Task to complete:
Two lines in the data below mark the range: the one with "Thanks, I've incorporated" and the one with "--- a/Makefile". Return both, along with every line between them, exactly.

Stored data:
—————

PR #595, opened 2020-10-02
Disabling H extension does not ensure illegal instruction traps

jhauser-us:
The consequences of disabling an extension by clearing a bit in misa is specified with the misa CSR.


aswaterman:
👍

PR #599, opened 2020-10-10
Update PAUSE description.

gfavor:
Updated PAUSE description.


aswaterman:
Thanks, I've incorporated these changes into the other PR.

PR #2138, opened 2025-07-15
List hardware-error exceptions in relevant tval text

aswaterman:
The behavior of a hardware-error exception is already described elsewhere in the text, but for clarity, we should mirror this subset of information in the mtval CSR description.


aswaterman:
Approved by JohnH.

PR #2141, opened 2025-07-17
Simplify Makefile and remove recursive Make calls

Timmmm:
1. The submodule check is done essentially every time you call Make, and it's very fast so we can just do it directly rather than in a rule.
2. Remove the 3-level recursive `make` to handle Docker, which as far as I can tell was completely unnecessary because it is already handled by the `SKIP_DOCKER` flag on line 40.


wmat:
LGTM

PR #2142, opened 2025-07-17
Fix unterminated example block

Timmmm:
This note was missing its closing `====` which causes rendering issues for all content after this point. For some reason Asciidoctor ignored this mistake until we enabled highlighting for the C source in the note.


wmat:
Thanks for this.

PR #2204, opened 2025-08-12
Treat asciidoctor warnings as errors

### LINKED ISSUE #2202: About one typo in Privilege Specification
Hi,

In RISC-V Privilege Specification PDF version, about Ssnpm, it says:

Image

The "Table 2" should be Table 55. It seems something wrong here.

Please check.

Thanks
Hao Sun

aswaterman:
Broken references keep creeping back into the document.  Use CI to enforce that can't happen.

Strangely, the treat-warnings-as-errors option only seems to work when generating the `epub` variants, but that's good enough for CI purposes.

Resolves #2202

### DIFF
--- a/Makefile
+++ b/Makefile
@@ -109,7 +109,7 @@ OPTIONS := --trace \
            -a revremark='$(RELEASE_DESCRIPTION)' \
            $(XTRA_ADOC_OPTS) \
            -D build \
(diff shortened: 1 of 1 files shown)


aswaterman:
@wmat drawing your attention to this one, since it might cause some friction in the short run.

—————

Output of the task:
Thanks, I've incorporated these changes into the other PR.

PR #2138, opened 2025-07-15
List hardware-error exceptions in relevant tval text

aswaterman:
The behavior of a hardware-error exception is already described elsewhere in the text, but for clarity, we should mirror this subset of information in the mtval CSR description.


aswaterman:
Approved by JohnH.

PR #2141, opened 2025-07-17
Simplify Makefile and remove recursive Make calls

Timmmm:
1. The submodule check is done essentially every time you call Make, and it's very fast so we can just do it directly rather than in a rule.
2. Remove the 3-level recursive `make` to handle Docker, which as far as I can tell was completely unnecessary because it is already handled by the `SKIP_DOCKER` flag on line 40.


wmat:
LGTM

PR #2142, opened 2025-07-17
Fix unterminated example block

Timmmm:
This note was missing its closing `====` which causes rendering issues for all content after this point. For some reason Asciidoctor ignored this mistake until we enabled highlighting for the C source in the note.


wmat:
Thanks for this.

PR #2204, opened 2025-08-12
Treat asciidoctor warnings as errors

### LINKED ISSUE #2202: About one typo in Privilege Specification
Hi,

In RISC-V Privilege Specification PDF version, about Ssnpm, it says:

Image

The "Table 2" should be Table 55. It seems something wrong here.

Please check.

Thanks
Hao Sun

aswaterman:
Broken references keep creeping back into the document.  Use CI to enforce that can't happen.

Strangely, the treat-warnings-as-errors option only seems to work when generating the `epub` variants, but that's good enough for CI purposes.

Resolves #2202

### DIFF
--- a/Makefile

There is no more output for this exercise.